Downloads the compressed dataset file from the specified URL:
How to Run on Windows: DownloadZip.bat -p c:/test/zip/ -t c:/test/tsv/ -u "http://epp.eurostat.ec.europa.eu/NavTree_prod/everybody/BulkDownloadListing?sort=1&downfile=data/apro_cpb_sugar.sdmx.zip"
How to Run on Linux: sh DownloadZip.sh -p ~/test/zip/ -t ~/test/tsv/ -u "http://epp.eurostat.ec.europa.eu/NavTree_prod/everybody/BulkDownloadListing?sort=1&downfile=data/apro_cpb_sugar.sdmx.zip"
where
* `p` is the directory path where the compressed `.zip` file will be stored
* `t` is the directory path where the compressed `.tsv` file will be stored
* `u` is the URL of the dataset file
Type -h
for help.
Parses the Data Structure Definition (DSD) of a dataset and converts it into RDF using Data Cube vocabulary.
How to Run on Windows: DSDParser.bat -i c:/tempZip/bsbu_m.dsd.xml -o c:/test/ -f TURTLE -a c:/sdmx-code.ttl
How to Run on Linux: sh DSDParser.sh -i ~/tempZip/dsd/bsbu_m.dsd.xml -o ~/test/ -f TURTLE -a ~/sdmx-code.ttl
where
* `i` is the file path of DSD xml file
* `o` is the output directory path where RDF will be stored
* `f` is the format for RDF serialization (RDF/XML, TURTLE, N-TRIPLES)
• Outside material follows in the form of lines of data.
PR #4679, opened 2024-05-28
Make `unmap()` device timeline validation explicit

teoxoy:
This validation is already implicitly done by the checks on the content timeline but I think it's nice to have this explicit validation on the device timeline.

### DIFF
--- a/spec/index.bs
+++ b/spec/index.bs
@@ -3572,9 +3572,9 @@ The {{GPUMapMode}} flags determine how a {{GPUBuffer}} is mapped when calling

* `a` is the file path of `sdmx-code.ttl`. It can be downloaded from http://code.google.com/p/publishing-statistical-data/source/browse/trunk/specs/src/main/vocab/sdmx-code.ttl
Type -h
for help.
Parses the SDMX dataset observations and converts it into RDF using DataCube vocabulary.
How to Run on Windows: SDMXParser.bat -f tsieb010 -o c:/test/ -i c:/tempZip/tsieb010.sdmx.xml -l c:/log/ -t c:/tsv/tsieb010.tsv.gz
How to Run on Linux: sh SDMXParser.sh -f tsieb010 -o ~/test/ -i ~/sdmx/tsieb010.sdmx.xml -l ~/log/ -t ~/tsv/tsieb010.tsv.gz
where
* `f` is the name of the datset
* `o` is the output directory path where RDF will be stored
* `i` is the file path of the SDMX `xml` file
* `l` is the directory path where the logs of the dataset conversion will be stored
* `t` is the file path of the SDMX `tsv` file
Type -h
for help.
Generates the VoID file which will be used to populate the triple store described in Step 5 and Step6.
How to Run on Windows: Metadata.bat -i c:/toc/table_of_contents.xml -o c:/test/
How to Run on Linux: sh Metadata.sh -i ~/toc/table_of_contents.xml -o ~/test/
where
* `i` is the file path of the table of contents (optional parameter)
* `o` is the output directory path where the VoID file will be stored
Type -h
for help.
Converts the dictionaries/codelists into RDF. It further generates a catalog file which is used to load all dictionaries/codelists into the triple store
How to Run on Windows: DictionaryParser.bat -i c:/dicPath/ -o c:/outputPath/ -c c:/catalogPath/ -f TURTLE
How to Run on Linux: sh DictionaryParser.sh -i ~/dicPath/ -o ~/outputPath/ -c ~/catalogPath/ -f TURTLE
where
* `i` is the directory path where the dictionaries are stored
* `o` is the directory path where the RDF will be stored
* `c` is the directory path where the catalog file will be stored
* `f` is the format for RDF serialization (RDF/XML, TURTLE, N-TRIPLES). This RDF serialization is *only* used to create the catalog file. Dictionaries are generated only in RDF/XML format
Type -h
for help.
Downloads all the compressed Datasets files from the Bulk Download page by extracting URLs from Table of Contents.
How to Run on Windows: EuroStatMirror.bat -p c:/zip/ -t c:/tsv/
How to Run Linux: sh EuroStatMirror.sh -p ~/zip/ -t ~/tsv/
where
* `p` is the directory path where the `zip` files are downloaded
* `t` is the directory path where the `tsv` files are downloaded
Type -h
for help.
Converts the complete Eurostat datasets into RDF:
How to Run: sh Main.sh -i ~/sdmx-code.ttl -l ~/logs/
where
* `i` is the file path of `sdmx-code.ttl`. It can be downloaded from http://code.google.com/p/publishing-statistical-data/source/browse/trunk/specs/src/main/vocab/sdmx-code.ttl
* `l` is the directory path where logs will be generated
Type -h
for help.
Generates the titles of the datasets in RDF.
How to Run : sh DatasetTitles.sh -o ~/title/
where
* `o` is the output directory path where the RDF will be stored
Type -h
for help.